* [Task to carry out] In the listing, determine how many lines contain "String". The reply is that number alone.

* [Provided data]
PR #572, opened 2022-07-11
JWK max age property added

Vorimo:
Motivation: https://github.com/vert-x3/vertx-auth/issues/571

### DIFF
--- a/vertx-auth-oauth2/src/main/java/io/vertx/ext/auth/oauth2/OAuth2Options.java
+++ b/vertx-auth-oauth2/src/main/java/io/vertx/ext/auth/oauth2/OAuth2Options.java
@@ -51,7 +51,8 @@ public class OAuth2Options {
   private static final String SCOPE_SEPARATOR = " ";
   private static final boolean VALIDATE_ISSUER = true;
   private static final boolean ROTATE_JWKS = true;
-  private static final long JWK_DEFAULT_AGE = 1L;
+  //seconds of JWK's default age (5 mins)
+  private static final long JWK_DEFAULT_AGE = 300L;
 
   private OAuth2FlowType flow;
   private List<String> supportedGrantTypes;
@@ -72,7 +73,7 @@ public class OAuth2Options {
   @Deprecated
   private boolean rotateJWKs;
   //seconds of JWKs lifetime
-  private long jwkMaxAge;
+  private long jwkMaxAgeInSeconds;
   // OpenID non standard
   private String tenant;
 
@@ -149,7 +150,7 @@ public class OAuth2Options {
     }
     jwkPath = other.getJwkPath();
     rotateJWKs = other.isRotateJWKs();
-    jwkMaxAge = other.getJwkMaxAge();
+    jwkMaxAgeInSeconds = other.getJwkMaxAgeInSeconds();
     httpClientOptions = other.getHttpClientOptions();
     userAgent = other.getUserAgent();
     supportedGrantTypes = other.getSupportedGrantTypes();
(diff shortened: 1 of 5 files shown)


vietj:
@pmlopes can you revi'ew this PR ?

vertx-auth-oauth2/src/main/java/io/vertx/ext/auth/oauth2/OAuth2Options.java
```diff
@@ -51,6 +51,7 @@ public class OAuth2Options {
   private static final String SCOPE_SEPARATOR = " ";
   private static final boolean VALIDATE_ISSUER = true;
   private static final boolean ROTATE_JWKS = true;
+  private static final long JWK_DEFAULT_AGE = 1L;
```
pmlopes: Shouldn't this be `-1`? Disabled by default

vertx-auth-oauth2/src/main/java/io/vertx/ext/auth/oauth2/OAuth2Options.java
```diff
@@ -68,7 +69,10 @@ public class OAuth2Options {
   private String introspectionPath;
   // JWK path RFC7517
   private String jwkPath;
+  @Deprecated
   private boolean rotateJWKs;
+  //seconds of JWKs lifetime
```
pmlopes, line 75: I believe all other time related config values are millisecond based, we should keep it consistent, but I'm not 100% sure about this

pmlopes (changes requested):
Can we confirm that we always use millis in config and change the docs and logic to expect always millis?

vertx-auth-oauth2/src/main/java/io/vertx/ext/auth/oauth2/OAuth2Options.java
Vorimo: Initially we discussed it to be 1, but if you think so, let's do -1

Vorimo:
@pmlopes it could be done if we are gonna expect `maxAge` header as millis, since we have `leeway` in millis. Or I can convert `maxAge` to millis and expect a new property in millis already

vertx-auth-oauth2/src/main/java/io/vertx/ext/auth/oauth2/OAuth2Options.java
pmlopes: `1` is too short, depending on the unit, it would mean that we would have a repeating timer every `sec/millisecond` refreshing keys. So usually we use `-1` for disabled, and any positive value for enable, although 0 and 1 are very small values for any one...

pmlopes:
@Vorimo yes, you're right! Let's use `seconds` as that's the unit used byt JWTOptions and user leeway. I think we should have an setter like:

```java
public Oauth2Options setJwkMaxAgeInSeconds(int seconds) { ... }
```

Like we do in `JWTOptions`: 

https://github.com/vert-x3/vertx-auth/blob/master/vertx-auth-common/src/main/java/io/vertx/ext/auth/JWTOptions.java#L103-L111

As a second PR we could align the remaining timing references to seconds, or if explicitly needed to be millis make it part of the name of the methods.

https://github.com/vert-x3/vertx-auth/blob/master/vertx-auth-webauthn/src/main/java/io/vertx/ext/auth/webauthn/WebAuthnOptions.java#L364-L376

https://github.com/vert-x3/vertx-auth/blob/master/vertx-auth-otp/src/main/java/io/vertx/ext/auth/otp/totp/TotpAuthOptions.java#L30

to mention a few...

Vorimo:
@pmlopes done

pmlopes (approved):

PR #261, opened 2019-03-02
feat: add demoing storybook

daKmoR:
Lots of awesome stuff :)

auto generating knobs could even be a replacement for api docs?

preview gif here:
https://github.com/open-wc/open-wc/blob/b59bbb002a962c2678e6040ad51a21ed45cbb449/packages/demoing-storybook/dev_assets/storybook.gif


packages/demoing-storybook/README.md
```diff
@@ -0,0 +1,172 @@
...
+    // show textarea where you can input json
+    { key: 'complexItems', fn: () => object('complexItems', el.complexItems, 'Inherited') },
+    // move property to a different group
+    { key: 'locked', group: 'Security' },
+  ],
+}),
+```
+
+By default it will create one simple node from the given Class.
+However for a nicer demo it may be needed to set properties or add more lightdom.
```
thepassle:
```suggestion
However for a nicer demo it may be necessary to set properties or add more lightdom.
```

packages/demoing-storybook/README.md
```diff
@@ -0,0 +1,172 @@
...
+  `,
+  { notes: { markdown: notes } },
+)
+```
+
+### Helper to setup transpilation for dependencies
+
+Whenever you add a dependency that is written in ES modules you will need to enable transpilation for it.
+Open your configuration and add the new package to the array.
+Below you see the default settings.
```
thepassle:
```suggestion
You can find the default settings below:
```

packages/demoing-storybook/demo/README.md
```diff
@@ -0,0 +1,38 @@
...
+
+<style>
+  iframe {
+    width: 100%;
+    border: 1px solid rgba(0,0,0,.1);
+    min-height: 300px;
+  }
+</style>
+
+This example element display some information about...
```
thepassle: ?

packages/demoing-storybook/demo/README.md
```diff
@@ -0,0 +1,38 @@
...
+
+## Features:
+- bigger then you would expect
```
thepassle:
```suggestion
- bigger than you would expect
```

packages/demoing-storybook/demo/my-el.js
```diff
@@ -0,0 +1,124 @@
...
+  constructor() {
+    super();
+    this.header = 'Default Header';
+    this.headerColor = '#ff0000';
+    this.disabled = false;
+    this.items = ['A', 'B', 'C'];
+    this.type = 'medium';
+    this.age = 10;
+    this.time = new Date();
+    // time needs to stay the same so storybook knows can work with them
```
thepassle:
```suggestion
    // time needs to stay the same so storybook knows it can work with them
```

packages/demoing-storybook/demo/README.md
daKmoR: this is just for the demo of storybook and just an example how a README for a component could look like... I think making a nice readme could be a task on it's own... and hopefully after storybook 5.0... there will be some focus on docs mode which may influence how a readme looks...

so don't heed too much about it now 🙈

thepassle: Ah I see, ty for explaining

PR #267, opened 2019-03-06
fix(testing-karma): exclude spec files in node_modules

bennypowers:
previously we only excluded `test` files.


daKmoR:
good catch 💪

PR #269, opened 2019-03-06
docs(demoing-storybook): add knobs import

blikblum:
In the overrides example, color, select and object are referenced but not imported nor cited in text.
Also add note about the custom element position in template


daKmoR:
thxxxxx ❤️

blikblum:
Thanks for your job. It allowed me to setup tests and storybook with minimal effort

PR #275, opened 2019-03-08
Make fixtures generic

Lodin:
Current Typescript definition doesn't allow setting the type of a result `fixture` returns. It is `Element` every time, so to use all methods and properties of the real element you have to do the tricky cast like the following. 
```typescript
const test = (await fixture(`<${tag}></${tag}>`)) as Test;
```
Unfortunately, if you enable all strict rules, you cannot go the more straightforward way.
```typescript
// Throws an error that type 'Element' is missing properties from type 'Test'
const test: Test = await fixture(`<${tag}></${tag}>`);
```
This PR permits to define the type of the result `fixture` returns. It makes `fixture` generic with the `Element` set by default and forbids using types that don't extend Element.
```typescript
const test = await fixture<Test>(`<${tag}></${tag}>`);
```


daKmoR:
hey, thank you for this nice idea :)

we wanted to go more in the direction of doing real type linting and providing better intellisense for our users... so we may get rid of those isolated `*.d.ts` files.

Here is the first try:
https://github.com/open-wc/open-wc/pull/277

Could you pls verify if this still allows for your use-case... and as my typescript/typing foo is not too great maybe also help with some of those type errors? 😬

Lodin:
@daKmoR, since we have some problems with #277, could we proceed with this PR until all jsdoc issues are solved? I see this change as a really useful one for the typescript testing.

daKmoR:
@Lodin indeed make sense to give value now :)

thxxxx for PR and reminder :)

* [Answer space] 6